What I really meant is it isn't (say) 32 bytes where adding
another 4 could be a significant increase.

> All USB bottlenecks
> that I know of are either in the hardware layer, or in the protocol
> layer itself (i.e. usb-storage protocol).

There is a bufferbloat issue for usbnet on XHCI.
It would be better to fill the ring with (probably) 4k buffers
and have something sort out the USB frames from the buffers
and then get the network driver to use (IIRC) build_skb
to generate the skb from the data fragments.

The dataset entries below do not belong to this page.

PR #228, opened 2018-10-25
MNT-20139: CmisConnector returns wrong values for changeLogToken and hasMoreItems

vzorge:
3 bugs have been fixed in this pull request. For detailed description see below.

**Short description of the fix**
Ensure that the returned token is always updated. This is currently not the case when there are no more items. The next token is set to null in that case, even though there might be (maxItems-1) results. The comments in the code no longer reflected the actual code, which is fixed as well.

This causes bugs where the calling code would get say 900 of a 1000 requested items but a token of null. The only way forward was to get all the items again and ignore duplicates.

**Detailed description of the bugs**

_Issue 1: Returned token from cmis http call to CMISChangeLog returns the wrong changeLogtoken_
When a query is done with Apache Chemistry or manually calling the url it generates, the returned changeLog is always incorrect.  

To start with a call when there are more items available from the given changeLogToken.
 
​Use a local docker which has seen quite a few documents being added and moved around, so that there are changes in the changelog
Call ​http://localhost:8080/alfresco/api/-default-/public/cmis/versions/1.1/browser?cmisselector=contentChanges&changeLogToken=0&includeProperties=false&includePolicyIds=false&includeACL=false&maxItems=1000&succinct=true
In my case this returns Json:
```
{
    objects: [array of 1000 objects],
    hasMoreItems: true,
    changelogToken: "1000"
}
```
This changelogToken is always exactly the old changeLogToken + maxItems
Now call a lower level API to get these same 1000 documents: http://localhost:8080/alfresco/service/api/audit/query/CMISChangeLog?verbose=true&limit=1000&forward=true&fromId=0
The result here is: {count: 1000, entries:[array of 1000 documents]}
We can inspect the last document and see what its ID is, which is its changelogToken. In my case, this is 11550
Expected: I would have expected the changelogToken variable in step 3 to be 11550.

_Issue 2: returned changeLogToken is null when there are no more changes from the changeLog_
This is what happends there are no more items available from the given changeLogToken af the call
 

​same as before, set up an Alfresco
same call, but change the changeLogToken variable to the latest from your repository and subtract a few more from it. So for me the latest from the respository is 6317, so I would supply 6000 as my changeLogToken: http://localhost:8080/alfresco/api/-default-/public/cmis/versions/1.1/browser?cmisselector=contentChanges&changeLogToken=6000&includeProperties=false&includePolicyIds=false&includeACL=false&maxItems=1000&succinct=true
This now returns the following json:
```
{
    objects: [array of 14],
    hasMoreItems: false,
    changeLogToken: null,
}
```
Expected: the value of the latest entry as changeLogToken, not null.

_Issue 3: Changelog returns hasMoreItems = false, even though there are more changes._

This is somewhat harder to reproduce, because I don't know how to set up the Alfresco changelog data for it. I do know why it happends. This happends when an entry in the changelog, requested through the /service/api/audit/query/CMISChangeLog call has a 'values' field that is an empty object.  Example:
```
{
    id: 700,
    application:	"CMISChangeLog",
    user: "admin",
    time: "2018-10-19T08:21:14.186Z",
    values: {}
}
```
If you have an entry like the above, doing the following steps results in a problem:
 
​Made a call to Alfresco with startToken 0 and request 1000 changes: http://localhost:8080/alfresco/api/-default-/public/cmis/versions/1.1/browser?cmisselector=contentChanges&changeLogToken=0&includeProperties=false&includePolicyIds=false&includeACL=false&maxItems=100&succinct=true
Result:
```
{
    objects: [array of 100],​
    hasMoreItems: false,
    changeLogToken: null
}
```
However, if I do the lower level call: http://localhost:8080/alfresco/service/api/audit/query/CMISChangeLog?verbose=true&limit=100&forward=true&fromId=0
I do get 100 entries.
Expected​: I would epect the higher level call to know that there are more items, even though some were filtered out.
The problem here is that the CmisConnector uses the resulting documents array to determine if there are more items, even though this array is subject to filtering. This array may even be bigger then the requested value (code path supports it, I do not know if it can happen in practise).

### DIFF
--- a/src/main/java/org/alfresco/opencmis/CMISConnector.java
+++ b/src/main/java/org/alfresco/opencmis/CMISConnector.java
@@ -3675,11 +3675,15 @@ public class CMISConnector implements ApplicationContextAware, ApplicationListen
         final ObjectListImpl result = new ObjectListImpl();
         result.setObjects(new ArrayList<ObjectData>());
 
+        // Collect entryIds to use a counter and a way to find the last changeLogToken
+        final List<Long> entryIds = new ArrayList<Long>();
+
         EntryIdCallback changeLogCollectingCallback = new EntryIdCallback(true)
         {
             @Override
             public boolean handleAuditEntry(Long entryId, String user, long time, Map<String, Serializable> values)
             {
+                entryIds.add(entryId);
                 result.getObjects().addAll(createChangeEvents(time, values));
                 return super.handleAuditEntry(entryId, user, time, values);
             }
@@ -3694,7 +3698,7 @@ public class CMISConnector implements ApplicationContextAware, ApplicationListen
             }
             catch (NumberFormatException e)
             {
-                throw new CmisInvalidArgumentException("Invalid change log token: " + changeLogToken);
+                throw new CmisInvalidArgumentException("Invalid change log token: " + changeLogToken.getValue());
             }
         }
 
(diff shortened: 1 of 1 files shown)


vzorge:
I have raised this issue with our Alfresco supplier and they were going to contact Alfresco support and log an issue. When I get their feedback, I will update this PR. I don't want to create duplicate issues if I can help it.
I already submitted this pull request so that you supplier could more easily log the issue.

vzorge:
I created an issue (because our supplied had not done so yet and asked me to). https://issues.alfresco.com/jira/browse/ALF-22043

I did not make any tests for two reasons:
1. There were only 2 tests on this method to begin with
2. I am a developer of an application that uses Alfresco for data storage and the company I work for is the user that is impacted by this bug. Our supplier could not find this issue themselves, so I took matters into my own hands, but I can not justify spending more time on this fix then I have already done.

derekhulley:
Thanks.  Yes, your supplier should have asked for a Support issue for the customer, assuming the customer is an Alfresco customer.  For the Community version, ALF issues are required.
Please email me directly (derek dot hulley at Alfresco dot com) and provide the customer details and we can check.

I was only using 100M last time I was testing that and
didn't get performance issues.
Just problems with the USB connections 'bouncing', that
project got canned for other reasons ...

But at higher speeds and high network use it might all
be a problem.

> 
> > You'd be unlucky if adding an extra field to hold the allocated
> > size would ever need more memory.
> > So it might just be worth saving the allocated size.
> 
> Maybe, yes, then we could transition to allocating the urb and buffer at
> the same time like we do partially for iso streams in an urb.  But that
> still might be overkill for just this one driver.  I'm curious as to why
> a slow and tiny protocol like CAN needs to use usb_alloc_coherent() for
> its buffers in the first place.

Yes, being able to do short transfers from buffer space in the urb
would save all the issues about having to allocate an extra
buffer to avoid DMA from stack.

Indeed for XHCI there is a bit that allows 8 bytes of data to
replace the pointer in the ring structure itself.
I don't remember the driver every doing that.